• Source records:
Issue #864, opened 2019-04-03
librdkafka segfault when topic == null


mhowlett:
`rd_kafka_topic_partition_list_add` segfaults when the topic parameter value is NULL. this is appropriate behavior in C but in C# we should never segfault. Instead, we should throw a `NullPointerException`. To achieve this we'll need to validate the parameters of `GetCTopicPartitionList`.

This is also very likely an issue in other places in the code. We should audit the entire API for this problem and fix.

callenWrench:
When we make this check (for null topic), is there any reason we shouldn't also check for an all-whitespace string? At least on non-critical performance paths.

PSanetra:
@mhowlett This issue still exists for the Methode `SafeKafkaHandle.Subscribe`

mhowlett:
thanks @PSanetra - this was resolved by https://github.com/confluentinc/confluent-kafka-dotnet/pull/1463 which is in the 1.6.x branch.

pranavrth:
The issue is fixed. Closing the issue.

PR #1078, opened 2019-10-10
#864: Added Null Reference Checks to SafeKafkaHandle

johnsoncore:
Partially addresses #864.

I've audited the AdminClient and ProducerClient for segfaults and replaced them with null reference exceptions. I placed the unit tests in their own test-class for null reference checks.

### DIFF
--- a/src/Confluent.Kafka/Impl/SafeKafkaHandle.cs
+++ b/src/Confluent.Kafka/Impl/SafeKafkaHandle.cs
@@ -236,6 +236,10 @@ namespace Confluent.Kafka.Impl
         internal int AddBrokers(string brokers)
         {
             ThrowIfHandleClosed();
+            if (brokers == null)
+            {
+                throw new NullReferenceException("List of brokers is required.");
+            }
             return (int)Librdkafka.brokers_add(handle, brokers);
         }
 
@@ -645,6 +649,12 @@ namespace Confluent.Kafka.Impl
                 }
                 foreach (var partition in partitions)
                 {
+                    if (partition.Topic == null)
+                    {
+                        Librdkafka.topic_partition_list_destroy(list);
+                        throw new NullReferenceException("Topic is required to assign partitions.");
+                    }
+
                     IntPtr ptr = Librdkafka.topic_partition_list_add(list, partition.Topic, partition.Partition);
                     Marshal.WriteInt64(
                         ptr,
@@ -1229,6 +1239,11 @@ namespace Confluent.Kafka.Impl
                 var increaseTo = newPartitionsForTopic.IncreaseTo;
                 var assignments = newPartitionsForTopic.ReplicaAssignments;
 
+                if (newPartitionsForTopic.Topic == null)
+                {
+                    throw new NullReferenceException("Cannot assign partition to null topic.");
+                }
+
                 IntPtr ptr = Librdkafka.NewPartitions_new(topic, (UIntPtr)increaseTo, errorStringBuilder, (UIntPtr)errorStringBuilder.Capacity);
                 if (ptr == IntPtr.Zero)
                 {
@@ -1282,11 +1297,16 @@ namespace Confluent.Kafka.Impl
             setOption_RequestTimeout(optionsPtr, options.RequestTimeout);
             setOption_OperationTimeout(optionsPtr, options.OperationTimeout);
             setOption_completionSource(optionsPtr, completionSourcePtr);
-
-            IntPtr[] deleteTopicsPtrs = new IntPtr[deleteTopics.Count()];
+            
+            IntPtr[] deleteTopicsPtrs = new IntPtr[deleteTopics.Count(t => t != null)];
             int idx = 0;
             foreach (var deleteTopic in deleteTopics)
             {
+                if (deleteTopic == null)
+                {
+                    continue;
+                }
+
                 var deleteTopicPtr = Librdkafka.DeleteTopic_new(deleteTopic);
                 deleteTopicsPtrs[idx] = deleteTopicPtr;
                 idx += 1;
--- a/src/Confluent.Kafka/Impl/SafeKafkaHandle.cs
+++ b/src/Confluent.Kafka/Impl/SafeKafkaHandle.cs
@@ -1297,7 +1297,7 @@ namespace Confluent.Kafka.Impl
             setOption_RequestTimeout(optionsPtr, options.RequestTimeout);
             setOption_OperationTimeout(optionsPtr, options.OperationTimeout);
             setOption_completionSource(optionsPtr, completionSourcePtr);
-            
+
             IntPtr[] deleteTopicsPtrs = new IntPtr[deleteTopics.Count(t => t != null)];
             int idx = 0;
             foreach (var deleteTopic in deleteTopics)
--- a/src/Confluent.Kafka/Impl/SafeKafkaHandle.cs
+++ b/src/Confluent.Kafka/Impl/SafeKafkaHandle.cs
@@ -238,7 +238,7 @@ namespace Confluent.Kafka.Impl
             ThrowIfHandleClosed();
             if (brokers == null)
             {
-                throw new NullReferenceException("List of brokers is required.");
+                throw new ArgumentNullException("brokers", "Argument 'brokers' must not be null.");
             }
             return (int)Librdkafka.brokers_add(handle, brokers);
         }
@@ -652,7 +652,7 @@ namespace Confluent.Kafka.Impl
                     if (partition.Topic == null)
                     {
                         Librdkafka.topic_partition_list_destroy(list);
-                        throw new NullReferenceException("Topic is required to assign partitions.");
+                        throw new ArgumentException("Cannot assign partitions because one or more have a null topic.");
                     }
 
                     IntPtr ptr = Librdkafka.topic_partition_list_add(list, partition.Topic, partition.Partition);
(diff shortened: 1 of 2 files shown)


src/Confluent.Kafka/Impl/SafeKafkaHandle.cs
```diff
@@ -1282,11 +1297,16 @@ private void setOption_completionSource(IntPtr optionsPtr, IntPtr completionSour
             setOption_RequestTimeout(optionsPtr, options.RequestTimeout);
             setOption_OperationTimeout(optionsPtr, options.OperationTimeout);
             setOption_completionSource(optionsPtr, completionSourcePtr);
-
-            IntPtr[] deleteTopicsPtrs = new IntPtr[deleteTopics.Count()];
+
```
edenhill: involuntary (hopefully) whitespace change

test/Confluent.Kafka.IntegrationTests/Tests/AdminClient_NullReferenceChecks.cs
```diff
@@ -0,0 +1,123 @@
+// Copyright 2016-2017 Confluent Inc.
```
edenhill: 2019

src/Confluent.Kafka/Impl/SafeKafkaHandle.cs
```diff
@@ -236,6 +236,10 @@ internal int Flush(int millisecondsTimeout)
         internal int AddBrokers(string brokers)
         {
             ThrowIfHandleClosed();
+            if (brokers == null)
+            {
+                throw new NullReferenceException("List of brokers is required.");
```
mhowlett: `ArgumentNullException` would be better here and maybe text: "Argument 'brokers' must not be null". I'm thinking list is 'ambiguous' as is 'required'.

src/Confluent.Kafka/Impl/SafeKafkaHandle.cs
```diff
@@ -1229,6 +1239,11 @@ private void setOption_completionSource(IntPtr optionsPtr, IntPtr completionSour
                 var increaseTo = newPartitionsForTopic.IncreaseTo;
                 var assignments = newPartitionsForTopic.ReplicaAssignments;
 
+                if (newPartitionsForTopic.Topic == null)
+                {
+                    throw new NullReferenceException("Cannot assign partition to null topic.");
```
mhowlett: Again, `ArgumentException` and maybe for the text "Cannot add partitions to a null topic." (word assign isn't appropriate).

this also leaks memory. i think we need a finally block like this:

```
finally {
    foreach (var newPartitionPtr in newPartitionsPtrs)
    {
        if (newPartitionPtr != IntPtr.Zero) {
            Librdkafka.NewPartitions_destroy(newPartitionPtr);
        }
    }
}
```

the current code is not really ideal because it too can leak memory, but this happens only in the event of an OOM error, so everything is screwed anyway.

what's different here is we leak memory on invalid args.

src/Confluent.Kafka/Impl/SafeKafkaHandle.cs
```diff
@@ -1283,10 +1298,15 @@ private void setOption_completionSource(IntPtr optionsPtr, IntPtr completionSour
             setOption_OperationTimeout(optionsPtr, options.OperationTimeout);
             setOption_completionSource(optionsPtr, completionSourcePtr);
 
-            IntPtr[] deleteTopicsPtrs = new IntPtr[deleteTopics.Count()];
+            IntPtr[] deleteTopicsPtrs = new IntPtr[deleteTopics.Count(t => t != null)];
             int idx = 0;
             foreach (var deleteTopic in deleteTopics)
             {
+                if (deleteTopic == null)
```
mhowlett: Failing the entire operation with an exception rather than silently ignoring the problem seems better to me, because if the user managed to get a null in here, it's more likely than not they're screwed something up that makes the entire operation flawed. Suggest `ArgumentException` + "Cannot delete topics because one or more topic was specified as null."

johnsoncore: My original thought was to keep in line with the documentation stating this api is not transactional (some can fail, some can succeed), but your comment about it likely indicating other issues makes sense.  I'll incorporate these fixes tonight.

test/Confluent.Kafka.IntegrationTests/Tests/AdminClient_NullReferenceChecks.cs
```diff
@@ -0,0 +1,123 @@
...
+            // test creating a null topic throws a related exception
+            using (var producer = new ProducerBuilder<Null, Null>(new ProducerConfig { BootstrapServers = bootstrapServers }).Build())
+            using (var adminClient = new DependentAdminClientBuilder(producer.Handle).Build())
+            {
+                try
+                {
+                    adminClient.CreateTopicsAsync(new TopicSpecification[] { new TopicSpecification { Name = nullTopic, NumPartitions = 1, ReplicationFactor = 1 } }).Wait();
+                    Assert.True(false, "Expected exception.");
+                }
+                catch (KafkaException ex)
```
mhowlett: This is now inconsistent with `CreatePartitionsAsync`... I think we should change `CreateTopicsAsync` to explicitly check for null topics and throw `ArgumentException` not `KafkaException`. This is a breaking change, but minor enough that I think we should do it.

Feel free to audit the rest of the api for `KafkaException` where `ArgumentException` or derivative more appropriate. I think this approach to exceptions is best - not using `KafkaException` for argument related exceptions, or perhaps other very standard scenarios of which I can't think of any at the moment. But use it for everything else. Welcome feedback on that.

test/Confluent.Kafka.IntegrationTests/Tests/AdminClient_NullReferenceChecks.cs
```diff
@@ -0,0 +1,123 @@
...
+            {
+                adminClient.DeleteTopicsAsync(new List<string> { topicName1, nullTopic });
+                Assert.True(true);
+            }
+
+            // Asserts existing ListGroup behavior - null group is valid option
+            using (var producer = new ProducerBuilder<Null, Null>(new ProducerConfig { BootstrapServers = bootstrapServers }).Build())
+            using (var adminClient = new DependentAdminClientBuilder(producer.Handle).Build())
+            {
+                adminClient.ListGroup(null, TimeSpan.FromSeconds(10));
```
mhowlett: I think we should change this to throw an `ArgumentNullException`

test/Confluent.Kafka.IntegrationTests/Tests/AdminClient_NullReferenceChecks.cs
johnsoncore: Probably common knowledge, but I was curious, so I tracked down the reason for the different exception types. The root cause is that the CreatePartitions with null topic causes a segfault (so I had wrapped it in an exception.  CreateTopic on the other hand just returns a null pointer if the topic is null, so we were already wrapping it in a Kafka exception.

src/Confluent.Kafka/Impl/SafeKafkaHandle.cs
johnsoncore: I've implemented this pattern on the methods touched by this pr. 

Glancing through a couple other methods (like DescribeConfigs), it looks like we might need to do a review for other areas needing this kind of disposal strategy as well.

src/Confluent.Kafka/Impl/SafeKafkaHandle.cs
johnsoncore: Implemented as recommended.

src/Confluent.Kafka/Impl/SafeKafkaHandle.cs
```diff
@@ -645,6 +649,12 @@ internal void Assign(IEnumerable<TopicPartitionOffset> partitions)
                 }
                 foreach (var partition in partitions)
                 {
+                    if (partition.Topic == null)
+                    {
+                        Librdkafka.topic_partition_list_destroy(list);
+                        throw new NullReferenceException("Topic is required to assign partitions.");
```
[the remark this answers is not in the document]
johnsoncore: Implemented as recommended. Uses ArgumentNullException where argument itself was null, and ArgumentException where a property of an argument was null.

src/Confluent.Kafka/Impl/SafeKafkaHandle.cs
johnsoncore: I've implemented this strategy in most of the methods touched by this pull request.  

I saw one or two other methods, like DescribeConfigs, that I believe could also use this disposal strategy.

src/Confluent.Kafka/Impl/SafeKafkaHandle.cs
johnsoncore: Implemented. Now throws argument exception.

test/Confluent.Kafka.IntegrationTests/Tests/AdminClient_NullReferenceChecks.cs
johnsoncore: Implemented as ArgumentException for both, with a test case to help keep the exceptions consistent between those two 'Create...' methods.

test/Confluent.Kafka.IntegrationTests/Tests/AdminClient_NullReferenceChecks.cs
johnsoncore: Implemented.

src/Confluent.Kafka/Impl/SafeKafkaHandle.cs
```diff
@@ -236,6 +236,10 @@ internal int Flush(int millisecondsTimeout)
         internal int AddBrokers(string brokers)
         {
             ThrowIfHandleClosed();
+            if (brokers == null)
+            {
+                throw new ArgumentNullException("brokers", "Argument 'brokers' must not be null.");
```
mhowlett: interesting, i didn't realize this constructor overload existed. now there's redundant info in the exception, so something here is probably not ideal, but i don't think it's a big deal, so this is fine.

mhowlett:
thanks for doing this - great to get all this detail right. LGTM now.

these block level change diffs sure are hard to read!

• Assigned task:
Exactly as they appear, please write out the lines from the opening of the listing above down to the line containing "The issue is fixed. Closing the issue.", with both end lines included.

• Response:
Issue #864, opened 2019-04-03
librdkafka segfault when topic == null


mhowlett:
`rd_kafka_topic_partition_list_add` segfaults when the topic parameter value is NULL. this is appropriate behavior in C but in C# we should never segfault. Instead, we should throw a `NullPointerException`. To achieve this we'll need to validate the parameters of `GetCTopicPartitionList`.

This is also very likely an issue in other places in the code. We should audit the entire API for this problem and fix.

callenWrench:
When we make this check (for null topic), is there any reason we shouldn't also check for an all-whitespace string? At least on non-critical performance paths.

PSanetra:
@mhowlett This issue still exists for the Methode `SafeKafkaHandle.Subscribe`

mhowlett:
thanks @PSanetra - this was resolved by https://github.com/confluentinc/confluent-kafka-dotnet/pull/1463 which is in the 1.6.x branch.

pranavrth:
The issue is fixed. Closing the issue.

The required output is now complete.